2. More crab, less cream cheese. The ratio was out of balance so much of the crab flavor was lost.

3. Depending on those eating, look at adding more heat. The jalapeno guts can be mixed in to the cream cheese for those wanting it hotter.

4. Consider replacing the shrimp with bay scallops. I also think mussels or oysters would work well. This is just to change up flavors.There are as many ways to make ABT’s as there are bullets in my gun safe. This was just one way, one time.

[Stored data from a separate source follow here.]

PR #4747, opened 2025-11-25
make slips scary again

kotobdev:
## About the PR
upstream merge giga-nerfed slips so that they don't actually stun you for longer then 0.5 seconds and you can just immediately pick your items back up and it sucks. now you get stunned for however long you get knocked down. awesome

## Why / Balance
clown major

friction is kinda a bit weird right now with it, but :idk:

## Technical details
either I do this, or I go to every single prototype that's slippery and modify the values here. each solution is equally mediocre, so up to the maints

## Media

https://github.com/user-attachments/assets/a876c958-51bd-4cee-b8c1-6b6f4cf32508

## Requirements

## Breaking changes

**Changelog**

:cl:
- tweak: Slipping is now scary again, and will stun you for a while. Beware of the clown.

### DIFF
--- a/Content.Shared/Slippery/SlipperySystem.cs
+++ b/Content.Shared/Slippery/SlipperySystem.cs
@@ -132,7 +132,7 @@ public sealed class SlipperySystem : EntitySystem
         if (!knockedDown)
         {
             // Status effects should handle a TimeSpan of 0 properly...
-            _stun.TryUpdateStunDuration(other, component.SlipData.StunTime);
+            _stun.TryUpdateStunDuration(other, component.SlipData.KnockdownTime); // DeltaV - buff slips
 
             // Don't make a new status effect entity if the entity wouldn't do anything
             if (!MathHelper.CloseTo(component.SlipData.SlipFriction, 1f))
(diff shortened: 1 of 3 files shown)


Cepelinas1:
direction 24h

Content.Shared/Slippery/SlipperySystem.cs
```diff
@@ -132,7 +132,7 @@ public void TrySlip(EntityUid uid, SlipperyComponent component, EntityUid other,
         if (!knockedDown)
         {
             // Status effects should handle a TimeSpan of 0 properly...
-            _stun.TryUpdateStunDuration(other, component.SlipData.StunTime);
+            _stun.TryUpdateStunDuration(other, component.SlipData.KnockdownTime); // DeltaV - buff slips
```
ShepardToTheStars: > either I do this, or I go to every single prototype that's slippery and modify the values here. each solution is equally shitty, so up to the maints

Or you could just modify the default value in the [SlipperyComponent](https://github.com/DeltaV-Station/Delta-v/blob/e9c914ba5921511716b14cd647ae89bdffdaa7e7/Content.Shared/Slippery/SlipperyComponent.cs#L59C25-L59C33) to be the same default as KnockdownTime. This is preferable since we can still configure the stun and time knocked down to be different values if need be.

The vast majority of prototypes with the `SlipperyComponent` use default values anyways, so you would not need to update them.

ShepardToTheStars (changes requested):

ShepardToTheStars (approved):
Thanks for the changes. Direction has approved this as well.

Please feel free to critique or offer any advice that would help me be more successful going forward. Smoking is totally new to me and I consider myself a student. My skin is thick, so feel free to be blunt.


----------



## tropics (Dec 23, 2016)

They look great nice write up.Sounds like they were tasty Thanks for sharing

Richie

Owe one more thing


----------



## SmokinAl (Dec 23, 2016)

Great post for your first one!

Everything looks & sounds delicious!

Point!

Al


----------



## redheelerdog (Dec 23, 2016)

I love ABTs, yours look awesome


----------



## sonnyseattle (Dec 23, 2016)

tropics said:


> They look great nice write up.Sounds like they were tasty Thanks for sharing
> 
> Richie
> 
> Owe one more thing


Thanks! The few I were able to get for myself were very tasty.


----------



## sonnyseattle (Dec 23, 2016)

SmokinAl said:


> Great post for your first one!
> 
> Everything looks & sounds delicious!
> 
> ...


They turned out better than expected. Thank you for the point!


----------



## sonnyseattle (Dec 23, 2016)

redheelerdog said:


> I love ABTs, yours look awesome


had never even tasted ABTs before, but now the wife and I, plus our neighbor, are new converts. I've already been asked when I'm making them again.


----------



## disco (Dec 24, 2016)

Well, for your first smoke you sure hit it out of the park.

Great qview. I really like your pictures.
You took knowledge you picked up from the forums and made it your own by trying what you like.
You advised how you would do it different next time.
You have us all ideas of something new to try.
Sounds to me like you should post more often and that you deserve a point!

Disco


----------



## sonnyseattle (Dec 25, 2016)

Disco said:


> Well, for your first smoke you sure hit it out of the park.
> 
> Great qview. I really like your pictures.
> You took knowledge you picked up from the forums and made it your own by trying what you like.
> ...


Thank you, sir! Taking your advice, I'll work on documenting my smokey explorations.


----------



## disco (Dec 25, 2016)

SonnySeattle said:


> Thank you, sir! Taking your advice, I'll work on documenting my smokey explorations.


Who is sir? Har!

Have a Merry Christmas.

Disco


----------



## dirtsailor2003 (Dec 25, 2016)

Everything looks great. Made a quick batch yesterday while smoking cheese.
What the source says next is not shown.